Decision-making concerning medical decisions and treatment plans require patient-centered communication and shared decisions. It heightens the quality of care provided to patients, as in these frameworks, patients are the core, which results in a win-win situation. Patients’ needs are met, and health practitioners make medical decisions that are consistent with not only the patient’s needs but also show value, respect, and responsiveness. This argument helps explain and understand the situation you shared. Delivery systems and health practitioners that embrace patient-centered care increase patient motivation for the treatment plans and confidence for better results (Laura Levit, 2013). Just like in the situation you explained, you practiced patient-centered care where you ensured effective and open communication. The patient opened up about the heat medication, and you explained to him that being a firefighter, one must not take heat-altering medications. In the end, an effective treatment plan was developed that incorporated the patient’s needs and those of the medical practice. The treatment was successful, as the patient joined the firefighters. Throughout the process, the patient-decision aid tool was incorporated as the common ground created between you, and the patient supported patient decision-making and patient-centered care. Patient-decision aid tool helps provide critical information to patients while aligning the treatment plan with their needs and preferences. Concisely, the tool facilitated shared and informed decision-making between you and the patient.

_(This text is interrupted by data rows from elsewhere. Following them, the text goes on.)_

PR #197, opened 2018-05-20
Seed: Fix compiler warning

erikd:
`Int32` is only used on 32 bit platforms and `Int64` is only used on 64 bit platforms so tweak the `CPP` stuff so that there are no warnings (mafia made me do this).

Built this in 32 bit Debian as a test. Zero warnings. Tests passed.


thumphries:
:+1:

However, it is not in all situations that shared decision-making is productive and successful as in your case, there exist barriers including inflexible clinical information systems, lack of patient’s experience in treatment, and lack of understanding among involved parties such as family members (Neumiller, 2012). It becomes challenging to incorporate decisions, values, and preferences of patients when they are contrary to healthcare systems. Inexperience and lack of adequate information among patients concerning treatment plans, options, the likelihood of treatment responses, and prognosis complicates the process. If a physician is trained in effective communication, then they can use the ETHNIC (Explaining, Treating, Healing, Negotiating, Intervening, and Collaborating) tool of communication and understanding (Campinha-Bacote, 2011). However, if the physician lacks training, they are likely to miss the patient’s emotional needs or recognize preferences, which results in demotivation, miscommunication, and ineffectiveness. These aspects negatively affect both the patient and the physician, which should not be the case.

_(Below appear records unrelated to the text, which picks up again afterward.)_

PR #200, opened 2018-05-26
Property: Add evalLeft and isLeft

erikd:
I am using `isLeft` now for the use case mentioned in the haddock text.

`evalLeft` I am less sure of. I can see it being useful for testing that correct errors are being generated. An example would be a generator that generates malformed binary serialisations and the expected error message.

### DIFF
--- a/hedgehog/src/Hedgehog/Internal/Property.hs
+++ b/hedgehog/src/Hedgehog/Internal/Property.hs
@@ -61,7 +61,9 @@ module Hedgehog.Internal.Property (
   , evalM
   , evalIO
   , evalEither
+  , evalLeft
   , evalExceptT
+  , isLeft
 
   -- * Internal
   -- $internal
@@ -79,7 +81,7 @@ module Hedgehog.Internal.Property (
   ) where
 
 import           Control.Applicative (Alternative(..))
-import           Control.Monad (MonadPlus(..))
+import           Control.Monad (MonadPlus(..), void)
 import           Control.Monad.Base (MonadBase(..))
 import           Control.Monad.Catch (MonadThrow(..), MonadCatch(..))
 import           Control.Monad.Catch (SomeException(..), displayException)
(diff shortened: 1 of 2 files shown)


hedgehog/src/Hedgehog/Internal/Property.hs
```diff
@@ -604,6 +606,27 @@ evalEither = \case
...
+-- | Fails the test if the 'Either' is 'Right'.
+-- An example use case would be testing that a parser the returns an 'Either'
+-- fails on all invalid inputs.
+--
+isLeft :: (MonadTest m, Show a, HasCallStack) => Either x a -> m ()
+isLeft = \case
+  Left _ ->
+    pure ()
+  Right x ->
+    withFrozenCallStack $ failWith Nothing $ showPretty x
```
moodmosaic: Wondering if this duplication tries to tell us something :confused: 

image

erikd: Updated the PR with more succinct versions.

moodmosaic:
>Updated the PR with more succinct versions.

Technically, it looks good :+1:, but I think the duplication in the [original form](https://github.com/hedgehogqa/haskell-hedgehog/pull/200#discussion_r191042462) was clearly showing that these props, although probably useful, are fairly trivial.

By fairly trivial I mean that it's probably a whole lot easier to just define them on an ad-hoc basis, because once they're part of the public API they stay there forever (kind of).

Once we start taking those and similar ones, others might start adding more and more, and [we've been in a similar situation with the F# version](https://github.com/hedgehogqa/fsharp-hedgehog/issues/139#issuecomment-338966392) where we [ended up putting them in a contrib](https://github.com/cmeeren/fsharp-hedgehog-experimental/issues/30) project outside of org...

That being said, and after some careful consideration, I think we should close this. /cc @jystic @thumphries

thumphries:
Agree with Nikos here - these are a bit too trivial to justify breaking with the existing naming conventions / library aesthetic. We need to take care not to let the core library become a bucket of utility code.

There's probably room for a `hedgehog-either` package, since there are many potentially useful combinators for Either and ExceptT.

Campinha-Bacote, J. (2011). “Delivering Patient-Centered Care in the Midst of a Cultural Conflict: The Role of Cultural Competence” . ” OJIN: The Online Journal of Issues in Nursing, Vol 16(2).
Laura Levit, E. B. (2013). Chapter 3: Patient-Centered Communication and Shared Decision Making. In Delivering High-Quality Cancer Care: Charting a New Course for a System in Crisis. Washington (DC): National Academies Press.
Neumiller, J. J. (2012). A Patient-Centered Approach: A Step in the Right Direction . Diabetes Spectrum, Vol 25(3), 130.